Seems to me a certain man by the name of Michael Jordan did NOTHING but score until he decided to learn how to pass and defend...and he started that about 5 years into his career.

I'm NOT saying Melo is MJ, cause he's not. He can't be. Nobody could.

Watch some Nuggs games and then decide if your comment was justified.


----------



## AK-47 (Jul 7, 2005)

darth-horax said:


> Let's see...
> 
> 31.5 ppg, 6 rpg, 4 apg...
> 
> ...


Playing in the all star game is a privilege, a privilege that should of been taken away after being an idiot and throwing a punch and getting suspended for 15 games.


----------



## melo4life (Jun 5, 2006)

He was always going to make it, but now that it is announced it is even better !!

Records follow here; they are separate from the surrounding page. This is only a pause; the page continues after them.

PR #239, opened 2023-04-20
RegionCode class added with one hierarchy attribute

### LINKED ISSUE #194: Add RegionCode class
For improved clarity it would be nice to add a `RegionCode` which has the additional attribute hierarchy.

GretchenSchowalter:
I just created a simple RegionCode class in code.py and updated the RegionCodeList class. Let me know if I missed something or did this incorrectly. Closes #194

### DIFF
--- a/nomenclature/code.py
+++ b/nomenclature/code.py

CONGRATULATIONS CARMELO ANTHONY !!!


----------



## Karolis (Jan 17, 2007)

I don't like Carmello he's just an arrogant *Child from an unwed mother* who only cares about scoring and his stats, and he's a *kitty cat* too.. he's a *kitty cat* coz at the game where he was suspended for 15 matches, he hit a guy and ran away like a little girl.. I hate him. Ray Allen should've got the spot


----------



## AK-47 (Jul 7, 2005)

> I don't like Carmello he's just an arrogant *Child from an unwed mother* who only cares about scoring and his stats, and he's a *kitty cat* too.. he's a *kitty cat* coz at the game where he was suspended for 15 matches, he hit a guy and ran away like a little girl.. I hate him. Ray Allen should've got the spot


no masked swearing, just spell it out the right way and let the filter catch it.


----------



## denversfiinest (Feb 6, 2006)

trolls are so funny...


----------



## melo4life (Jun 5, 2006)

Man Carmelo with another stellar performance nearly gaining his 2nd career triple double in just days but narrowly missed out, 29 points, 8 rebounds, 10 assists, 3 steals. Great win by the nuggets without Iverson or Camby again


----------



## nbanoitall (May 21, 2004)

Karolis said:


> I don't like Carmello he's just an arrogant *Child from an unwed mother* who only cares about scoring and his stats, and he's a *kitty cat* too.. he's a *kitty cat* coz at the game where he was suspended for 15 matches, he hit a guy and ran away like a little girl.. I hate him. Ray Allen should've got the spot


unlike many of the stars you watch. when the game is on the line, melo is winning the game for his team. 

the bucks game really showed just how well melo can pass the ball. with this new nugget offense you cant double and triple team him anymore. That and Nene is really coming on. And Reggie Evans is just absolutely a stud. Pluse we are getting a lot of Najera. The Nuggets really are in good shape. Blake another guy the nuggets traded for is fitting in perfectly. Considering how much time Smith and Melo missed. Plus all the new pieces you bring to a team in the middle of the season. All after your starting power forward has already gone down. Not many teams could have survived all that. And personally, I think Denver has done much better than just survive. It makes me happy to see the three core young players on this team perform well (Smith, Nene, Melo). Makes the future look really bright. 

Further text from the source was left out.